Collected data
*** Begin section ***

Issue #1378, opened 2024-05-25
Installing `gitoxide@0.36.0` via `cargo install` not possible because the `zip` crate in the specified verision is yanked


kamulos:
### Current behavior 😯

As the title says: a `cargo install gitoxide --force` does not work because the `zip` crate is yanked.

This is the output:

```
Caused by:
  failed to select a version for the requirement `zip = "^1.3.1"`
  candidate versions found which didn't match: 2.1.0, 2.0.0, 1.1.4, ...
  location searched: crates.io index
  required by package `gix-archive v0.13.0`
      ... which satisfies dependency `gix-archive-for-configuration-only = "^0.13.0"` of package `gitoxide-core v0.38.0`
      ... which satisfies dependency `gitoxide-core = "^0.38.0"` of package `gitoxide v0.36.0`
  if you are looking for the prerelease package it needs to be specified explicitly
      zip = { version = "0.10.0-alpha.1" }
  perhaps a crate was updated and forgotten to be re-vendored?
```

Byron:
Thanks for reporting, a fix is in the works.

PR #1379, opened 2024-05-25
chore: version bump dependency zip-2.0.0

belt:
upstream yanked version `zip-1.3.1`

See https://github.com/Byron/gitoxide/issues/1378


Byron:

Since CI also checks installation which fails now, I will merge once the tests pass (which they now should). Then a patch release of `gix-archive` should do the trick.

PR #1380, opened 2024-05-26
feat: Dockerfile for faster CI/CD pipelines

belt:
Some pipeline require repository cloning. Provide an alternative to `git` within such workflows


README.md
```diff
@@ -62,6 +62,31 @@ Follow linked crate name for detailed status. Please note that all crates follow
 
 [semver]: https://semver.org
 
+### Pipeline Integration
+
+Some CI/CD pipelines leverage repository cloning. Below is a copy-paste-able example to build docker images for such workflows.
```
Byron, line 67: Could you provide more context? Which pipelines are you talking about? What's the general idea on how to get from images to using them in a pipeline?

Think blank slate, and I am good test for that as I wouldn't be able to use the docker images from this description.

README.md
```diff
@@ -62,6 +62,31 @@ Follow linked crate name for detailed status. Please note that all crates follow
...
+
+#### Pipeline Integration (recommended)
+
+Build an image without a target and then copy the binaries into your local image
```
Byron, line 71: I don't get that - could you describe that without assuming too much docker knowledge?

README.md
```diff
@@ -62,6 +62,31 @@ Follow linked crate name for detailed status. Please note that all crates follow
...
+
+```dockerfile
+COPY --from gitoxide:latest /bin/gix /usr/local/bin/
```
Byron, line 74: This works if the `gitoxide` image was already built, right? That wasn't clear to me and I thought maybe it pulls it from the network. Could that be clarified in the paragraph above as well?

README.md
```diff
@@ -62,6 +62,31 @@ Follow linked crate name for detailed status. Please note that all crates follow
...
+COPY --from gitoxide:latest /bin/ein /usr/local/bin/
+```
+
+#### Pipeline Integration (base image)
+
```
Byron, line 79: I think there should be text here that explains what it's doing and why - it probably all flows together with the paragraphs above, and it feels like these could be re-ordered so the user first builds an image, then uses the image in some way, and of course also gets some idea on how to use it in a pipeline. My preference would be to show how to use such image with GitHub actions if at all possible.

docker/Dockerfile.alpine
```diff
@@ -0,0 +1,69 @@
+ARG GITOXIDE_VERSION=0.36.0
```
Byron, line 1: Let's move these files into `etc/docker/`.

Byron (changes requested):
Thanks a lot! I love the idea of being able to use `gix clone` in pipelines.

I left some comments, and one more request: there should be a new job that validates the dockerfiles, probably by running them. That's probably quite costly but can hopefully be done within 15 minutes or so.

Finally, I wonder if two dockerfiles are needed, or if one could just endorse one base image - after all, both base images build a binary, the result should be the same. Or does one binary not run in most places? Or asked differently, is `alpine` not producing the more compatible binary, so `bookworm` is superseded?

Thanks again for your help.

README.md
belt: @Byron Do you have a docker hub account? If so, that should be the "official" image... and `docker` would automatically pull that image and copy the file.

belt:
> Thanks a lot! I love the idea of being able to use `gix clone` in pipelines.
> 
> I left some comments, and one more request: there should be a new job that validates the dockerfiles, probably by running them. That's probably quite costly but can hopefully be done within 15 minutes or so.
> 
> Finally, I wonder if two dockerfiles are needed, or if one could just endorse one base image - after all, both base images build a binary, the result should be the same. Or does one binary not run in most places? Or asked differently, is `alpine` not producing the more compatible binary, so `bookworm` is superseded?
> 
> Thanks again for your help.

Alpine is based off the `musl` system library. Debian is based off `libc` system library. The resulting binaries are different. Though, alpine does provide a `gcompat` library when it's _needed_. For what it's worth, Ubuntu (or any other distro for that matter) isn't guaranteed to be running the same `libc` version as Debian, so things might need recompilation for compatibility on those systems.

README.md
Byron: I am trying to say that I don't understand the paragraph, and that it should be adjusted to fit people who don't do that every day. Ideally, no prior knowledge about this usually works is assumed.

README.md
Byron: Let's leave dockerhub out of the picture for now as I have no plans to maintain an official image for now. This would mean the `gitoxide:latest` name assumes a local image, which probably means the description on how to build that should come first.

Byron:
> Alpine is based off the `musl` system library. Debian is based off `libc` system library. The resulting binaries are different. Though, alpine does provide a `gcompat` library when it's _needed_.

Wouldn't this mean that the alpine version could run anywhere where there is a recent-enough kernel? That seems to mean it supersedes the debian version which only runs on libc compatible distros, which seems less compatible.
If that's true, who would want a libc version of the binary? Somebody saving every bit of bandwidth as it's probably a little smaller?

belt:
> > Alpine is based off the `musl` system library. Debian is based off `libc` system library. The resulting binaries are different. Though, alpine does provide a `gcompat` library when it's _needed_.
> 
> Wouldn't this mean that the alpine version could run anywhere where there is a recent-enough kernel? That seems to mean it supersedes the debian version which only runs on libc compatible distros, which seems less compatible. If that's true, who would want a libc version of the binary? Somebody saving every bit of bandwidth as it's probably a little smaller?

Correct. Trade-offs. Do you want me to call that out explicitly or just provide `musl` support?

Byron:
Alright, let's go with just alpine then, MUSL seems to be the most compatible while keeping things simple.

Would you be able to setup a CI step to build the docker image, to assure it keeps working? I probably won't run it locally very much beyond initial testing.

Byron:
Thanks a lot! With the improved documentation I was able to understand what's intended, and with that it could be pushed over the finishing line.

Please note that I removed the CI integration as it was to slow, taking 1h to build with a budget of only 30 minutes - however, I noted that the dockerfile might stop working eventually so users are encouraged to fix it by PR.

*** End section ***

What to produce →
Every line holding the string "dockerfiles" should be copied here, so please find those lines in the data.

Reply →
I left some comments, and one more request: there should be a new job that validates the dockerfiles, probably by running them. That's probably quite costly but can hopefully be done within 15 minutes or so.
Finally, I wonder if two dockerfiles are needed, or if one could just endorse one base image - after all, both base images build a binary, the result should be the same. Or does one binary not run in most places? Or asked differently, is `alpine` not producing the more compatible binary, so `bookworm` is superseded?
> I left some comments, and one more request: there should be a new job that validates the dockerfiles, probably by running them. That's probably quite costly but can hopefully be done within 15 minutes or so.
> Finally, I wonder if two dockerfiles are needed, or if one could just endorse one base image - after all, both base images build a binary, the result should be the same. Or does one binary not run in most places? Or asked differently, is `alpine` not producing the more compatible binary, so `bookworm` is superseded?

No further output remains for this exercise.